• WHAT YOU NEED TO DO
Everything in the records below should be set down again, word for word.

⟨

PR #111, opened 2020-10-29
Call ignition::common::load() from Video constructor

peci1:
Just copying from VideoEncoder so that Video class can be used standalone and `ignition::common::load()` doesn't need to be called from downstream code.


chapulina (approved):
Makes sense to me.

mjcarroll (approved):

PR #114, opened 2020-10-30
Video decoder fixes

peci1:
This PR fixes a few things regarding video decoding. Descriptions of the respective fixed problems is in the commit messages.

Basically, without this PR, decoding an MP4 video ends either with a segfault or nonsense output. I wonder if it ever worked for someone before.

The output pixel format fix assumes that the desired format of the output buffer is R8G8B8 (that was deduced from the swscale config). But as the docs were scarce here, I'm not sure whether it wasn't desired to output YUV420.

Finally, I added a test that checks a decode-encode-decode loop for basic functionality. It seems that up to FPS frames get lost at the end of the encoded video, but the same was observed in #110 and accepted, so I also accept it here.


peci1:
I manually tested compatibility of this PR with #105 and it ran ok.

test/integration/video_encoder.cc
```diff
@@ -0,0 +1,108 @@
...
+TEST(EncoderDecoderTest, DecodeEncodeDecode)
+{
+  const unsigned int fps = 25u;
+
+  const char* testVideoInName = "test_video.mp4";
+  const char* testVideoOutName = "test_video_out.mp4";
+  const auto testVideoInPath = common::joinPaths(TEST_PATH, "data",
+                                                 testVideoInName);
+  const auto testVideoOutPath = common::joinPaths(common::cwd(),
+                                                  testVideoOutName);;
```
mjcarroll, line 48: Nit: extra semicolon.

test/integration/video_encoder.cc
```diff
@@ -0,0 +1,108 @@
...
+
+  Video decoder;
+  decoder.Load(testVideoInPath);
+
+  VideoEncoder encoder;
+  encoder.Start("mp4", "", decoder.Width(), decoder.Height(), fps);
+
+  const size_t bufferSize = decoder.Width() * decoder.Height() * 3;
+  auto* buf = new unsigned char[bufferSize];
```
mjcarroll, line 57: I would prefer an stl type to raw `new` calls.

mjcarroll (commented):
Small nits.

test/integration/video_encoder.cc
peci1: which one? is it "legal" to take the buffer of a std::vector?

mjcarroll: I believe a `std::vector` would be appropriate here.  It is guaranteed to be contiguous.  You can get the underlying data via [`std::vector::data`](https://en.cppreference.com/w/cpp/container/vector/data)

test/integration/video_encoder.cc
peci1: Fixed.

mjcarroll:
I believe that you'll also need to update the branch with latest ign-common3 changes as well as do a DCO signoff.

test/integration/video_encoder.cc
peci1: I'm afraid that this is not possible with the current API of VideoEncoder. `NextFrame()` takes `uint**`, however `vector::data()` returns a single pointer and you can't take the address of it as an rvalue. I could store the result of `data()` into a local variable, but that would be, again, `uint*` which we wanted to get rid of... 

I was really thinking that the double-pointer API is horrible, but didn't want to change it to stay compatible. The double-pointer argument makes sense in places where the calee allocates the buffer, but in this case, it has to come pre-allocated. So there's no reason why it couldn't come as a single pointer. Or, even better, as a `std::vector<uint>` reference. Or, the function could take a double pointer and allocate it, but then it should also return the length of the buffer (although it is pretty straight-forward to tell what the length should be thanks to the added documentation).

I think the most logical thing would be if `NextFrame()` would take arg of type `ignition::common::Image&` and used `Image::SetFromData()` to save the decoded data. This way, no allocation would have to happen from the outside, and at the same time, the user would get a nice interface with correctly computed width, height and more. The only drawback is that there are no copy-free ways to get the image into `Image` and out of it - both `SetFromData()` and `Data()` create copies of the internal buffer. But I can imagine we could add something like `BYTE* RawData()` to image which would be a pointer to the internal buffer used by FreeImage. Then, `NextFrame()` could call the standard `SetFromData()` for the first time (if the image is invalid), and reuse the automatically (and correctly) allocated buffer in further calls when given a reference to the same image.

To not break API, I can add a new overload of `NextFrame()` taking the `Image` argument. It just comes with one difficulty for me - it'd add a dependency of the `av` component on the `graphics` component. I'm neither sure if adding such dependency is valid, nor how to correctly express it in terms of ign-cmake. Or it could be a "voluntary dependency" - if both `av` and `graphics` are built, this function would be a part of the API, and otherwise it would be missing. What do you think of such design?

peci1:
Closing in favor of #125 which contains all of the fixes that were introduced in this PR.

⟩

• WRITTEN REPLY
PR #111, opened 2020-10-29
Call ignition::common::load() from Video constructor

peci1:
Just copying from VideoEncoder so that Video class can be used standalone and `ignition::common::load()` doesn't need to be called from downstream code.


chapulina (approved):
Makes sense to me.

mjcarroll (approved):

PR #114, opened 2020-10-30
Video decoder fixes

peci1:
This PR fixes a few things regarding video decoding. Descriptions of the respective fixed problems is in the commit messages.

Basically, without this PR, decoding an MP4 video ends either with a segfault or nonsense output. I wonder if it ever worked for someone before.

The output pixel format fix assumes that the desired format of the output buffer is R8G8B8 (that was deduced from the swscale config). But as the docs were scarce here, I'm not sure whether it wasn't desired to output YUV420.

Finally, I added a test that checks a decode-encode-decode loop for basic functionality. It seems that up to FPS frames get lost at the end of the encoded video, but the same was observed in #110 and accepted, so I also accept it here.


peci1:
I manually tested compatibility of this PR with #105 and it ran ok.

test/integration/video_encoder.cc
```diff
@@ -0,0 +1,108 @@
...
+TEST(EncoderDecoderTest, DecodeEncodeDecode)
+{
+  const unsigned int fps = 25u;
+
+  const char* testVideoInName = "test_video.mp4";
+  const char* testVideoOutName = "test_video_out.mp4";
+  const auto testVideoInPath = common::joinPaths(TEST_PATH, "data",
+                                                 testVideoInName);
+  const auto testVideoOutPath = common::joinPaths(common::cwd(),
+                                                  testVideoOutName);;
```
mjcarroll, line 48: Nit: extra semicolon.

test/integration/video_encoder.cc
```diff
@@ -0,0 +1,108 @@
...
+
+  Video decoder;
+  decoder.Load(testVideoInPath);
+
+  VideoEncoder encoder;
+  encoder.Start("mp4", "", decoder.Width(), decoder.Height(), fps);
+
+  const size_t bufferSize = decoder.Width() * decoder.Height() * 3;
+  auto* buf = new unsigned char[bufferSize];
```
mjcarroll, line 57: I would prefer an stl type to raw `new` calls.

mjcarroll (commented):
Small nits.

test/integration/video_encoder.cc
peci1: which one? is it "legal" to take the buffer of a std::vector?

mjcarroll: I believe a `std::vector` would be appropriate here.  It is guaranteed to be contiguous.  You can get the underlying data via [`std::vector::data`](https://en.cppreference.com/w/cpp/container/vector/data)

test/integration/video_encoder.cc
peci1: Fixed.

mjcarroll:
I believe that you'll also need to update the branch with latest ign-common3 changes as well as do a DCO signoff.

test/integration/video_encoder.cc
peci1: I'm afraid that this is not possible with the current API of VideoEncoder. `NextFrame()` takes `uint**`, however `vector::data()` returns a single pointer and you can't take the address of it as an rvalue. I could store the result of `data()` into a local variable, but that would be, again, `uint*` which we wanted to get rid of... 

I was really thinking that the double-pointer API is horrible, but didn't want to change it to stay compatible. The double-pointer argument makes sense in places where the calee allocates the buffer, but in this case, it has to come pre-allocated. So there's no reason why it couldn't come as a single pointer. Or, even better, as a `std::vector<uint>` reference. Or, the function could take a double pointer and allocate it, but then it should also return the length of the buffer (although it is pretty straight-forward to tell what the length should be thanks to the added documentation).

I think the most logical thing would be if `NextFrame()` would take arg of type `ignition::common::Image&` and used `Image::SetFromData()` to save the decoded data. This way, no allocation would have to happen from the outside, and at the same time, the user would get a nice interface with correctly computed width, height and more. The only drawback is that there are no copy-free ways to get the image into `Image` and out of it - both `SetFromData()` and `Data()` create copies of the internal buffer. But I can imagine we could add something like `BYTE* RawData()` to image which would be a pointer to the internal buffer used by FreeImage. Then, `NextFrame()` could call the standard `SetFromData()` for the first time (if the image is invalid), and reuse the automatically (and correctly) allocated buffer in further calls when given a reference to the same image.

To not break API, I can add a new overload of `NextFrame()` taking the `Image` argument. It just comes with one difficulty for me - it'd add a dependency of the `av` component on the `graphics` component. I'm neither sure if adding such dependency is valid, nor how to correctly express it in terms of ign-cmake. Or it could be a "voluntary dependency" - if both `av` and `graphics` are built, this function would be a part of the API, and otherwise it would be missing. What do you think of such design?

peci1:
Closing in favor of #125 which contains all of the fixes that were introduced in this PR.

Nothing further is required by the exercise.